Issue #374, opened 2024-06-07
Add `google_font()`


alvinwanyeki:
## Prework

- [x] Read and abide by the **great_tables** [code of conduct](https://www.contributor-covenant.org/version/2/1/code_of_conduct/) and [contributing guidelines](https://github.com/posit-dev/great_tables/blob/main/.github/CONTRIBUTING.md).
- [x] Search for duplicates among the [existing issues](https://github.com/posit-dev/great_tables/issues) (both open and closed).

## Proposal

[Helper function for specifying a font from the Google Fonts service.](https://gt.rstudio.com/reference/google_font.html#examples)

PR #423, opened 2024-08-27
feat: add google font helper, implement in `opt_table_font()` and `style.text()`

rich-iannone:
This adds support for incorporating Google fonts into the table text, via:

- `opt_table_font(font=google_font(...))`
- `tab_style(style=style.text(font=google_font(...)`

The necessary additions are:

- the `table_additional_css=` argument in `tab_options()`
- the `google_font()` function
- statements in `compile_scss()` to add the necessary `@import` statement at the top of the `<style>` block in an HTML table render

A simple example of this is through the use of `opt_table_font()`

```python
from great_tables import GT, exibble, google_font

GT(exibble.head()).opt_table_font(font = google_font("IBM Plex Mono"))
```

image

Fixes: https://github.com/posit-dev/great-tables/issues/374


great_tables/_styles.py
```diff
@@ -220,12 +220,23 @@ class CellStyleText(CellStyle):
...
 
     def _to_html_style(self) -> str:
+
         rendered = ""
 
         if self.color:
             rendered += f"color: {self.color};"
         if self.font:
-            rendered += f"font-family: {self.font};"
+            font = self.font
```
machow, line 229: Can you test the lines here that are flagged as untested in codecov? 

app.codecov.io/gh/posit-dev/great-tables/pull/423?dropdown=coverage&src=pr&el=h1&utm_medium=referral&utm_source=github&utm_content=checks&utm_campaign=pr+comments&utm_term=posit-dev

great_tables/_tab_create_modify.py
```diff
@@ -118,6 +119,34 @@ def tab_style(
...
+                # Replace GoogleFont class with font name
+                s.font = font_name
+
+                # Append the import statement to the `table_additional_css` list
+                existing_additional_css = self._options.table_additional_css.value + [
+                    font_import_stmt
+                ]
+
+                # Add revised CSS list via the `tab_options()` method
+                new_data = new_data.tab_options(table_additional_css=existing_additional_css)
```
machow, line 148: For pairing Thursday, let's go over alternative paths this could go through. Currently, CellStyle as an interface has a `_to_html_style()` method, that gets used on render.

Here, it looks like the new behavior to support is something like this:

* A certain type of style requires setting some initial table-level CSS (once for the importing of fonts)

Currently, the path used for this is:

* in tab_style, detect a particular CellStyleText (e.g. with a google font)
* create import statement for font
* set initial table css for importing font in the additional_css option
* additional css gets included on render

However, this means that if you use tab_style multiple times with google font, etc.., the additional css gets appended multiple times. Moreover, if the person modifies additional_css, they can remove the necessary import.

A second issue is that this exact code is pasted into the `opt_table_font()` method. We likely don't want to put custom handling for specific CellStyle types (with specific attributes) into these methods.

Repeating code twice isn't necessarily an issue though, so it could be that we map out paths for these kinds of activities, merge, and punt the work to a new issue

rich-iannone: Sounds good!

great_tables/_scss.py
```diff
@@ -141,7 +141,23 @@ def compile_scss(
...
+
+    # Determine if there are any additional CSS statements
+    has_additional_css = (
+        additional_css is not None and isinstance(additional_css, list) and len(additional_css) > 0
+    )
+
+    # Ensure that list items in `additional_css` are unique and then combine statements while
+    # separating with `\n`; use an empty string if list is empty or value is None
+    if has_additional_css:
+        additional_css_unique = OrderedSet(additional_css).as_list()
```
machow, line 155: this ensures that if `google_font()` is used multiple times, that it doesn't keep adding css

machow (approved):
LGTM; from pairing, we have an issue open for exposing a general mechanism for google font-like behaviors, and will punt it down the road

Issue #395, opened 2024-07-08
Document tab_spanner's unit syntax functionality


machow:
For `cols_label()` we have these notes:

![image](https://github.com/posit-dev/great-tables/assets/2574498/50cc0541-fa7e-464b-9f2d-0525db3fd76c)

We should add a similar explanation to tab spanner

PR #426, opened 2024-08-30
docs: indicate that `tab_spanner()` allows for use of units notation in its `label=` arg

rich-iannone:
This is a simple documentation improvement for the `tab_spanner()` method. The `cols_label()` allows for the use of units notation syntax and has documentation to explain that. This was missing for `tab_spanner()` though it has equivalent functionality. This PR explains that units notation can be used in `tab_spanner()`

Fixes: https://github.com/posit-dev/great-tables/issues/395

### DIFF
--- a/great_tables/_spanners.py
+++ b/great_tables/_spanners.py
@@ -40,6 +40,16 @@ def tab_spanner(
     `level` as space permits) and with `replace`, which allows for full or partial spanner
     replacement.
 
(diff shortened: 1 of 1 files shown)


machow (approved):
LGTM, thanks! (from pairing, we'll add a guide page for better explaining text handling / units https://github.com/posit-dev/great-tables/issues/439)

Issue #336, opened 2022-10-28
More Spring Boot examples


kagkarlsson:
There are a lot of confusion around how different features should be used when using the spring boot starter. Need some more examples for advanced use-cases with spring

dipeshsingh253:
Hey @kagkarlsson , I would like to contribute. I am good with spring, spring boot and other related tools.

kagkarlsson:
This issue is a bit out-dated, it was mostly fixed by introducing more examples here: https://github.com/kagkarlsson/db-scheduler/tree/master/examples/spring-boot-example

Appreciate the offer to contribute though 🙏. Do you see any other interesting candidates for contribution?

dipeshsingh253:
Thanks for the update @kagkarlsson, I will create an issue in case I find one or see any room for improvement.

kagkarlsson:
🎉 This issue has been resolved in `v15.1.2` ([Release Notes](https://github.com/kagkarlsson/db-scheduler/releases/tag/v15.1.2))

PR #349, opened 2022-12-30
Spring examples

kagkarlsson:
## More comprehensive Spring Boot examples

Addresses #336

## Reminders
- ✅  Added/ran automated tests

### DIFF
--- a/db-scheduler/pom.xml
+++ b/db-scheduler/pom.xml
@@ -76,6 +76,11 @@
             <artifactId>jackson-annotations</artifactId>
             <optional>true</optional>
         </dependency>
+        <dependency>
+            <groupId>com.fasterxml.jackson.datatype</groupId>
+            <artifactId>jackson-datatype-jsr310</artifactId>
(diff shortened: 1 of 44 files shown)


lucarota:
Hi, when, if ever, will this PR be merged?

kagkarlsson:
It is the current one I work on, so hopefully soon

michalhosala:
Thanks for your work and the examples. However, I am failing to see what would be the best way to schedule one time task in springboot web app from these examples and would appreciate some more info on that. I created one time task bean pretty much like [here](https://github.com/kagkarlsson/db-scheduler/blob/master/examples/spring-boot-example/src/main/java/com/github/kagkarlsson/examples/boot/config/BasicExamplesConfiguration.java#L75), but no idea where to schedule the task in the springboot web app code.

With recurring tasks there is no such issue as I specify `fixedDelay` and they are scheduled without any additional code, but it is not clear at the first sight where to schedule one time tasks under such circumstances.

========================================

◆ Task objective ◆
Line by line, the data should be returned exactly as written.

◆ Answer to the exercise ◆
Issue #374, opened 2024-06-07
Add `google_font()`


alvinwanyeki:
## Prework

- [x] Read and abide by the **great_tables** [code of conduct](https://www.contributor-covenant.org/version/2/1/code_of_conduct/) and [contributing guidelines](https://github.com/posit-dev/great_tables/blob/main/.github/CONTRIBUTING.md).
- [x] Search for duplicates among the [existing issues](https://github.com/posit-dev/great_tables/issues) (both open and closed).

## Proposal

[Helper function for specifying a font from the Google Fonts service.](https://gt.rstudio.com/reference/google_font.html#examples)

PR #423, opened 2024-08-27
feat: add google font helper, implement in `opt_table_font()` and `style.text()`

rich-iannone:
This adds support for incorporating Google fonts into the table text, via:

- `opt_table_font(font=google_font(...))`
- `tab_style(style=style.text(font=google_font(...)`

The necessary additions are:

- the `table_additional_css=` argument in `tab_options()`
- the `google_font()` function
- statements in `compile_scss()` to add the necessary `@import` statement at the top of the `<style>` block in an HTML table render

A simple example of this is through the use of `opt_table_font()`

```python
from great_tables import GT, exibble, google_font

GT(exibble.head()).opt_table_font(font = google_font("IBM Plex Mono"))
```

image

Fixes: https://github.com/posit-dev/great-tables/issues/374


great_tables/_styles.py
```diff
@@ -220,12 +220,23 @@ class CellStyleText(CellStyle):
...
 
     def _to_html_style(self) -> str:
+
         rendered = ""
 
         if self.color:
             rendered += f"color: {self.color};"
         if self.font:
-            rendered += f"font-family: {self.font};"
+            font = self.font
```
machow, line 229: Can you test the lines here that are flagged as untested in codecov? 

app.codecov.io/gh/posit-dev/great-tables/pull/423?dropdown=coverage&src=pr&el=h1&utm_medium=referral&utm_source=github&utm_content=checks&utm_campaign=pr+comments&utm_term=posit-dev

great_tables/_tab_create_modify.py
```diff
@@ -118,6 +119,34 @@ def tab_style(
...
+                # Replace GoogleFont class with font name
+                s.font = font_name
+
+                # Append the import statement to the `table_additional_css` list
+                existing_additional_css = self._options.table_additional_css.value + [
+                    font_import_stmt
+                ]
+
+                # Add revised CSS list via the `tab_options()` method
+                new_data = new_data.tab_options(table_additional_css=existing_additional_css)
```
machow, line 148: For pairing Thursday, let's go over alternative paths this could go through. Currently, CellStyle as an interface has a `_to_html_style()` method, that gets used on render.

Here, it looks like the new behavior to support is something like this:

* A certain type of style requires setting some initial table-level CSS (once for the importing of fonts)

Currently, the path used for this is:

* in tab_style, detect a particular CellStyleText (e.g. with a google font)
* create import statement for font
* set initial table css for importing font in the additional_css option
* additional css gets included on render

However, this means that if you use tab_style multiple times with google font, etc.., the additional css gets appended multiple times. Moreover, if the person modifies additional_css, they can remove the necessary import.

A second issue is that this exact code is pasted into the `opt_table_font()` method. We likely don't want to put custom handling for specific CellStyle types (with specific attributes) into these methods.

Repeating code twice isn't necessarily an issue though, so it could be that we map out paths for these kinds of activities, merge, and punt the work to a new issue

rich-iannone: Sounds good!

great_tables/_scss.py
```diff
@@ -141,7 +141,23 @@ def compile_scss(
...
+
+    # Determine if there are any additional CSS statements
+    has_additional_css = (
+        additional_css is not None and isinstance(additional_css, list) and len(additional_css) > 0
+    )
+
+    # Ensure that list items in `additional_css` are unique and then combine statements while
+    # separating with `\n`; use an empty string if list is empty or value is None
+    if has_additional_css:
+        additional_css_unique = OrderedSet(additional_css).as_list()
```
machow, line 155: this ensures that if `google_font()` is used multiple times, that it doesn't keep adding css

machow (approved):
LGTM; from pairing, we have an issue open for exposing a general mechanism for google font-like behaviors, and will punt it down the road

Issue #395, opened 2024-07-08
Document tab_spanner's unit syntax functionality


machow:
For `cols_label()` we have these notes:

![image](https://github.com/posit-dev/great-tables/assets/2574498/50cc0541-fa7e-464b-9f2d-0525db3fd76c)

We should add a similar explanation to tab spanner

PR #426, opened 2024-08-30
docs: indicate that `tab_spanner()` allows for use of units notation in its `label=` arg

rich-iannone:
This is a simple documentation improvement for the `tab_spanner()` method. The `cols_label()` allows for the use of units notation syntax and has documentation to explain that. This was missing for `tab_spanner()` though it has equivalent functionality. This PR explains that units notation can be used in `tab_spanner()`

Fixes: https://github.com/posit-dev/great-tables/issues/395

### DIFF
--- a/great_tables/_spanners.py
+++ b/great_tables/_spanners.py
@@ -40,6 +40,16 @@ def tab_spanner(
     `level` as space permits) and with `replace`, which allows for full or partial spanner
     replacement.
 
(diff shortened: 1 of 1 files shown)


machow (approved):
LGTM, thanks! (from pairing, we'll add a guide page for better explaining text handling / units https://github.com/posit-dev/great-tables/issues/439)

Issue #336, opened 2022-10-28
More Spring Boot examples


kagkarlsson:
There are a lot of confusion around how different features should be used when using the spring boot starter. Need some more examples for advanced use-cases with spring

dipeshsingh253:
Hey @kagkarlsson , I would like to contribute. I am good with spring, spring boot and other related tools.

kagkarlsson:
This issue is a bit out-dated, it was mostly fixed by introducing more examples here: https://github.com/kagkarlsson/db-scheduler/tree/master/examples/spring-boot-example

Appreciate the offer to contribute though 🙏. Do you see any other interesting candidates for contribution?

dipeshsingh253:
Thanks for the update @kagkarlsson, I will create an issue in case I find one or see any room for improvement.

kagkarlsson:
🎉 This issue has been resolved in `v15.1.2` ([Release Notes](https://github.com/kagkarlsson/db-scheduler/releases/tag/v15.1.2))

PR #349, opened 2022-12-30
Spring examples

kagkarlsson:
## More comprehensive Spring Boot examples

Addresses #336

## Reminders
- ✅  Added/ran automated tests

### DIFF
--- a/db-scheduler/pom.xml
+++ b/db-scheduler/pom.xml
@@ -76,6 +76,11 @@
             <artifactId>jackson-annotations</artifactId>
             <optional>true</optional>
         </dependency>
+        <dependency>
+            <groupId>com.fasterxml.jackson.datatype</groupId>
+            <artifactId>jackson-datatype-jsr310</artifactId>
(diff shortened: 1 of 44 files shown)


lucarota:
Hi, when, if ever, will this PR be merged?

kagkarlsson:
It is the current one I work on, so hopefully soon

michalhosala:
Thanks for your work and the examples. However, I am failing to see what would be the best way to schedule one time task in springboot web app from these examples and would appreciate some more info on that. I created one time task bean pretty much like [here](https://github.com/kagkarlsson/db-scheduler/blob/master/examples/spring-boot-example/src/main/java/com/github/kagkarlsson/examples/boot/config/BasicExamplesConfiguration.java#L75), but no idea where to schedule the task in the springboot web app code.

With recurring tasks there is no such issue as I specify `fixedDelay` and they are scheduled without any additional code, but it is not clear at the first sight where to schedule one time tasks under such circumstances.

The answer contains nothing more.